What is the difference between COSO and COSO-ERM?
COSO Internal Control has 5 components (control environment, risk assessment, control activities, information & communication, monitoring). COSO-ERM extends this to 8 by adding objective setting, event identification and risk response. Memorise both lists and note the three ERM additions.

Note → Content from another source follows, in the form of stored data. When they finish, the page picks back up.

PR #2555, opened 2024-06-28
Exclude paginated pages in sitemap

### LINKED ISSUE #2527: Paginated pages should be absent from sitemap.xml
# Bug Report

I am using pagination to show blog posts. I have enabled sitemap.xml. I use ahrefs for SEO site audits. It shows me [this](https://help.ahrefs.com/en/articles/2652498-non-canonical-page-in-sitemap-error-in-site-audit) issue which arises because [my sitemap](https://bauva.com/sitemap.xml) has links for paginated pages which it shouldn't since the links for all blog posts and the link for the list of blog post is there.

## Environment

Zola version: 0.18.0

## Expected Behavior

The /blog/ URL should be a part of sitemap.xml along with all the blog articles but not /blog/page/1/.

## Current Behavior

The paginated pages, i.e. /blog/page/1/, are a part of sitemap.xml, which makes search engines' lives difficult, and it could possibly lead to issues in indexing.

## Step to reproduce

Switch on pagination and sitemap generation.

pranitbauva1997:
This fixes #2527. @Keats, Can you please have a look at this and suggest improvements?

Sanity check:

## Code changes

### DIFF
--- a/components/config/src/config/mod.rs
+++ b/components/config/src/config/mod.rs
@@ -29,6 +29,13 @@ pub enum Mode {
     Check,
 }
 
+#[derive(Copy, Clone, Debug, PartialEq, Eq, Serialize, Deserialize)]
+#[serde(rename_all = "lowercase")]
+pub enum ExcludePaginatedPagesInSitemap {
+    None,
+    All,
+}
+
 #[derive(Clone, Debug, Deserialize)]
 #[serde(default, deny_unknown_fields)]
 pub struct Config {
@@ -102,6 +109,8 @@ pub struct Config {
     pub generate_sitemap: bool,
     /// Enables the generation of robots.txt
     pub generate_robots_txt: bool,
+    /// Whether to exclude paginated pages in sitemap; can take values "none", "all"
+    pub exclude_paginated_pages_in_sitemap: ExcludePaginatedPagesInSitemap,
 }
 
 #[derive(Serialize)]
@@ -123,6 +132,7 @@ pub struct SerializedConfig<'a> {
     search: search::SerializedSearch<'a>,
     generate_sitemap: bool,
     generate_robots_txt: bool,
+    exclude_paginated_pages_in_sitemap: ExcludePaginatedPagesInSitemap,
 }
 
 impl Config {
@@ -287,6 +297,10 @@ impl Config {
         self.mode == Mode::Check
     }
 
+    pub fn should_exclude_paginated_pages_in_sitemap(&self) -> bool {
+        self.exclude_paginated_pages_in_sitemap == ExcludePaginatedPagesInSitemap::All
+    }
+
     pub fn enable_serve_mode(&mut self) {
         self.mode = Mode::Serve;
     }
@@ -340,6 +354,7 @@ impl Config {
             search: self.search.serialize(),
             generate_sitemap: self.generate_sitemap,
             generate_robots_txt: self.generate_robots_txt,
+            exclude_paginated_pages_in_sitemap: self.exclude_paginated_pages_in_sitemap,
         }
     }
 }
@@ -405,6 +420,7 @@ impl Default for Config {
             extra: HashMap::new(),
             generate_sitemap: true,
             generate_robots_txt: true,
+            exclude_paginated_pages_in_sitemap: ExcludePaginatedPagesInSitemap::None,
         }
     }
 }
@@ -1066,4 +1082,6 @@ base_url = "example.com"
         let config = Config::parse(config).unwrap();
         assert!(config.generate_robots_txt);
     }
+
+    // TODO: add a test for excluding paginated pages
 }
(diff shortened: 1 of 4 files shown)


components/config/src/config/mod.rs
```diff
@@ -98,6 +98,9 @@ pub struct Config {
     pub markdown: markup::Markdown,
     /// All user params set in `[extra]` in the config
     pub extra: HashMap<String, Toml>,
+
+    /// Whether to exclude paginated pages in sitemap
+    pub exclude_paginated_pages_in_sitemap: bool,
```
Keats: Bikeshedding: i don't know whether it should go on another nested level in the config since we do regret top level fields everytime.. Maybe a seo struct?

I believe it should also be an enum:
- none
- first only
- all

since i did see some people indexing only the first page.

docs/content/documentation/templates/pagination.md
```diff
@@ -52,6 +52,13 @@ A paginated taxonomy gets two variables aside from the `paginator` variable:
 
 See the [taxonomies page](@/documentation/templates/taxonomies.md) for a detailed version of the types.
 
+## SEO
+
+It is preferable to not include paginated pages in sitemap since they are non-canonical pages as explained
```
Keats: I would avoid making a call like that since it seems there are a lot of opinions: https://www.reddit.com/r/TechSEO/comments/10gfiob/should_pagination_pages_be_included_in_your/
Just describe the setting behaviour

docs/content/documentation/templates/pagination.md
```diff
@@ -52,6 +52,13 @@ A paginated taxonomy gets two variables aside from the `paginator` variable:
...
+[here](https://help.ahrefs.com/en/articles/2652498-non-canonical-page-in-sitemap-error-in-site-audit) and
```
Keats: let's not include external links

Keats (changes requested):

docs/content/documentation/templates/pagination.md
pranitbauva1997: Understood

docs/content/documentation/templates/pagination.md
pranitbauva1997: Makes sense.

components/config/src/config/mod.rs
pranitbauva1997: Let's take an example of my site https://bauva.com since I have tested this PR on it. The [blog list page](https://bauva.com/blog/) is paginated and it contains the link to the next page. The current sitemap includes `/blog/` and `/blog/page/1/` and `/blog/page/2/`. After the current PR, the sitemap includes `/blog/` which can still work for search engines to discover the other paginated pages because the "next" and "prev" buttons. Also for the current behaviour `/blog/` and `/blog/page/1/` are the exact same pages which IMO should be avoided.

If we add another option like first only, the sitemap would contain `/blog/` and `/blog/page/1/` which will cause the same non-canonical page problem.

pranitbauva1997:
@Keats Can you please re-review this?

components/config/src/config/mod.rs
Keats: I think let's still make it a string because otherwise it will be a breaking change if we decide to have 3 behaviours. Maybe `paginated_pages_in_sitemap` as a name?

pranitbauva1997: Sure

pranitbauva1997:
@Keats Made the required changes of using a string value instead of boolean so that we can further expand the scope by including other options. Can you please re-review?

components/config/src/config/mod.rs
```diff
@@ -102,6 +102,8 @@ pub struct Config {
     pub generate_sitemap: bool,
     /// Enables the generation of robots.txt
     pub generate_robots_txt: bool,
+    /// Whether to exclude paginated pages in sitemap; can take values "none", "all"
+    pub exclude_paginated_pages_in_sitemap: String,
```
Keats: Sorry I meant something like `LinkCheckerLevel` where it's a String for the end user but we do turn it into a Rust enum: https://github.com/getzola/zola/blob/master/components/config/src/config/link_checker.rs#L7-L36

Keats (changes requested):

components/config/src/config/mod.rs
pranitbauva1997: @Keats, just to clarify, do you mean that the user behaviour of the PR in its current state is accurate but the internal data structures need to be changed to make it more extensible in future?

If that's the case, won't the refactor make sense when there are things to extend in the future? But if user behaviour needs to change, I should make that change in this PR.

Keats: You're correct. The main thing is that using an enum with serde serialization you will get error messages if you use invalid string values. Here they will just be ignored which isn't great.

pranitbauva1997: Got it, let me make the change right away

pranitbauva1997:
@Keats Made the changes and tested them on my website. Earlier wrong values weren't throwing errors. Now, they are throwing descriptive errors.

Keats (approved):
Nice, thanks!

pranitbauva1997:
@Keats thanks for approving the PR. This is my first contribution over here, so what would be the next steps? Please let me know if there is anything to be done from my side.

Keats:
Nothing, that's all good!

PR #2580, opened 2024-07-19
Move sublime into config module

bemyak:
This is maybe a bit of controversial change, but I stumbled upon inability to build my crate (which depends on some parts of Zola) using Nix. The problem is that Nix builds every crate in an isolated environment, but since the `config` component depends on sublime files outside its crate root, the build fails.

I discussed the issue with a person who maintains the rust harness for Nix, and he suggested fixing it in Zola: https://github.com/ipetkov/crane/discussions/666#discussioncomment-10079661
There's a bit more info attached there.

Hope you will consider these changes :blush: 
It would also make publishing Zola's subcrates to crates.io a bit more feasible.

---
Sanity check:


Keats:
I think it's fine? I can't think of issues caused by that.

bemyak:
I don't think there are any issues caused by this change, it's more like a matter of aesthetics :slightly_smiling_face: 

If you don't object, maybe let's get it merged?

Keats:
Yep sorry forgot about it

bemyak:
Thank you! 🙏

PR #2581, opened 2024-07-21
Allow inline summary cutoff

### LINKED ISSUE #2562: `page.summary` only works when isolated on a newline.
# Bug Report

I've upgraded from Zola 0.18.0 to 0.19.1 today and found that my use of `page.summary` is broken. 

When writing the `<!-- more -->` tag inline into markdown content, the `page.summary` variable does not get populated. For example

```md
Hello hello <!-- more --> this is a test.
```

will not work. However, 

```md
Hello hello
<!-- more -->
this is a test
```

will work. Unfortunately, this will add a newline between `Hello hello` and `this is a test` when using `page.content`, which is a bummer because now I cant take part of a paragraph as a page summary anymore.

It would be cool to get back the functionality for `<!-- more -->` to be inlinable. I assume this might have something to do with the recent fix for footnotes?

## Environment

Zola version: 0.19.1

clarfonthey:

This worked previously, but was broken by a recent change. Essentially, because the `InlineHtml` event is not considered for the `<!-- more -->` marker, it has no meaning at the moment when not placed on its own line.

This alters the code to allow this again, but does so in a more reasonable way:

1. It properly closes tags that are left open in the summary. (Inline HTML is not considered; you're on your own if you do that.)
2. It runs a `summary-cutoff.html` template at the end of the summary if this happens, which acts depending on the summary before the cutoff and the current language. It defaults to showing an ellipsis if the summary doesn't end in punctuation.

I've also added tests to verify this behaviour works.

Fixes #2562.


Keats:
Honestly I'm not too sure about that. The original intent when it was added _was_ to put it on an empty line and putting it in the middle of some HTML  - I don't know...

clarfonthey:
That's extremely fair. In my case, I don't use it very often, but the current case where I do use it is for cutting sentences off as a kind of cliffhanger. Things like "So, I took a look at X, and \<cutoff\>". I just made a complete version that accounts for all kinds of markdown syntax because if I was going to do anything, I might as well do it right instead of just adding a `</p>` sometimes. (Which is what my code did before this was properly supported.)

And like, I guess that there might be cases where you might want to cut off in the middle of a blockquote or something, although those are probably much rarer.

If you do want it to remain on its own line, I can remove the summary-specific stuff and just keep it to fixing shortcodes for now. I do think that `<span>{{ code() }}</span>` not working and `{{ code() }}` working by itself is a little weird.

nyanpasu64:
Not sure about the technical details of this PR (I haven't looked into the code), but I found that even `<!-- more -->` in the middle or end of a regular Markdown paragraph (without HTML elements) is no longer detected as a marker. I use this heavily in my blog (https://nyanpasu64.gitlab.io/), including breaking summaries in the middle of a paragraph, and cannot update to 0.19.x until this is fixed. Is this related to this PR?

clarfonthey:
Short answer, yes,

Long answer, yes but it will change the code so that it actually emits the end of the paragraph and leave a cutoff marker in its place, so, you will need to modify your templates if they were manually adding the paragraph end marker back (alongside an ellipsis) in some capacity.

LunarEclipse363:
> 2. It leaves a `<span class="summary-cutoff"></span>` element before those tags are closed so it can be properly styled. This is slightly more portable than just using an ellipsis, since you can choose what character to use via CSS instead.

This could potentially be a built-in template the user can override like `anchor-link.html`.

The issue with putting the ellipsis in via CSS is that some user agents (Atom/RSS feed readers for example) might not load the stylesheet at all and then the ellipsis is gone entirely. I'm also not sure what implications would it have for accessibility.

clarfonthey:
> This could potentially be a built-in template the user can override like `anchor-link.html`.

Actually, yeah, that seems the most reasonable. Could also provide the template with the contents of the summary so you could, for example, only emit an ellipsis if there isn't punctuation at the end of the line. I'll make that the default.

clarfonthey:
Marking this as draft since I'm moving the shortcode fixes to a separate PR. Will rebase on top of that once it merges.

clarfonthey:
Rebased this on the other change and added a template version of the summary cutoff. By default, it ends the summary in an ellipsis if it was cut off inline.

components/markdown/src/markdown.rs
```diff
@@ -793,15 +796,50 @@ pub fn markdown_to_html(
             .position(|e| matches!(e, Event::Html(CowStr::Borrowed(CONTINUE_READING))))
             .unwrap_or(events.len());
 
+        // determine closing tags missing from summary
```
Keats, line 799: Could we error if the summary marker is _inside_ a tag? Eg `<i <-- more --> class='' />`

components/markdown/src/markdown.rs
```diff
@@ -793,15 +796,50 @@ pub fn markdown_to_html(
...
+                c.insert("summary", &summary_html);
+                c.insert("lang", &context.lang);
+                let summary_cutoff = utils::templates::render_template(
+                    SUMMARY_CUTOFF_TEMPLATE,
+                    &context.tera,
+                    c,
+                    &None,
+                )
+                .context("Failed to render summary cutoff template")?;
+                summary_html.push_str(&summary_cutoff);
```
Keats, line 836: Do we want a template or a string in the config? Template is more powerful but might be overkill?

clarfonthey: I feel like the template is ideal, although it's unlikely many people will change the template. The original idea was proposed as an easy option since even `anchor-link.html` has a simple template associated with it.

Without a template, you can't choose whether to emit an ellipsis based upon the closing punctuation, so, I'm inclined to say that the template is strictly better.

components/markdown/src/markdown.rs
clarfonthey: Since that's just straight-up invalid HTML, I'd be more inclined to just make the `<!-- more -->` regexp only match if it's by itself (i.e. not nested inside something like that). Will add a test for it.

Personally, I think that an error would be weird; we don't emit errors for invalid HTML otherwise, so, it's better to just ignore it and treat it like otherwise malformed HTML.

Keats: Fair enough

clarfonthey: So, I tried adding a test for this, but the markdown parser just isn't happy with it. If it's valid HTML, it parses, and if it's not, it just escapes it. So, in your example, it shows up as `&lt;i` at the end of the summary.

I'm inclined to just say that's okay, honestly. We could detect if it's inside any custom HTML tags, like `<i><!-- MORE --></i>`, but that goes against the principle that we aren't accounting for custom HTML tags at all and those just remain opened.

Keats: Sounds good

components/templates/src/builtins/summary-cutoff.html
```diff
@@ -0,0 +1 @@
+{% if summary is matching("\PP$") %}&hellip;{% endif %}
```
Keats: Can we default to an ellipsis without the test and mention that in the docs as an example?
`matching` will currently create a new regex everytime this template is called so it's not ideal perf wise as a default

Keats (changes requested):
One nit but good otherwise

components/templates/src/builtins/summary-cutoff.html
clarfonthey: Oh, I had no idea that was the case; I'm fine with that, then.

clarfonthey: FWIW, no idea where Tera 2 is currently, but I'd be willing to help figure out how to solve this problem there. Feels like it should be doable to let the functions know about the constant arguments and optimize themselves accordingly.

Keats: It's possible to fix in tera 1 I think yes, just have a cache for the compiled regexes

clarfonthey:
Small nudge @Keats; no rush, but wanted to see if there's anything else you'd like before merging this.

Keats (approved):
Sorry for the delay

PR #2591, opened 2024-07-31
fix(taxonomies): fix error messages

samueltardieu:
- Some error messages refer to `get_taxonomy_term_by_name` instead of `get_taxonomy_term`
- If a term cannot be found in a taxonomy, the error message erroneously pretends that the taxonomy itself is unknown instead of the term.

Sanity check:

## Code changes


Keats (approved):
Thanks!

How do I use the P > D + C rule?
It says a system is secure when the time to break through preventive controls (P) is greater than the time to detect an attack (D) plus the time to correct or respond (C). Do not reverse it — if detection and response are slower than the break-in, the attacker is in and out before you react. Improving detection speed (shrinking D) is often the cheapest fix.
Is this topic on the tests or the final exam?
Both. Fraud and internal control are core Test 1 material (case-based, 50 questions), and the same ideas appear in the final exam's open-ended case questions where a vignette hides a control weakness. Power BI is not examinable in the final, but this control material is. Check your course outline for current weightings.
What is the most common mistake students make here?
Naming only two legs of the fraud triangle, reversing virus and worm, confusing COSO (5) with COSO-ERM (8), swapping inherent and residual risk, or merging the two control splits (function versus scope). Each is an easy mark lost to imprecision.
Exam move
Treat this chapter as a set of clean classifications you can apply, not a list to memorise. For each concept keep a one-line definition, the distinction the examiner loves, and a single business example: the three fraud-triangle legs (and that only opportunity is controllable), the two forms of fraud, the attack families (human tricked = social engineering, software = malware, machine = technical attack), virus versus worm, the function-versus-scope split of controls, COSO's 5 versus COSO-ERM's 8, inherent versus residual risk, and the P > D + C inequality. Drill by taking short vignettes and forcing yourself to name the exact term and the matching control before reading on. In the STUVAC/revision week before the end-of-semester exam period, rehearse the answer shape the case questions reward — state the concept, apply it to the facts, evaluate the specific weakness, then conclude with a concrete control aimed at opportunity — so structure and mark-allocation become automatic under time pressure.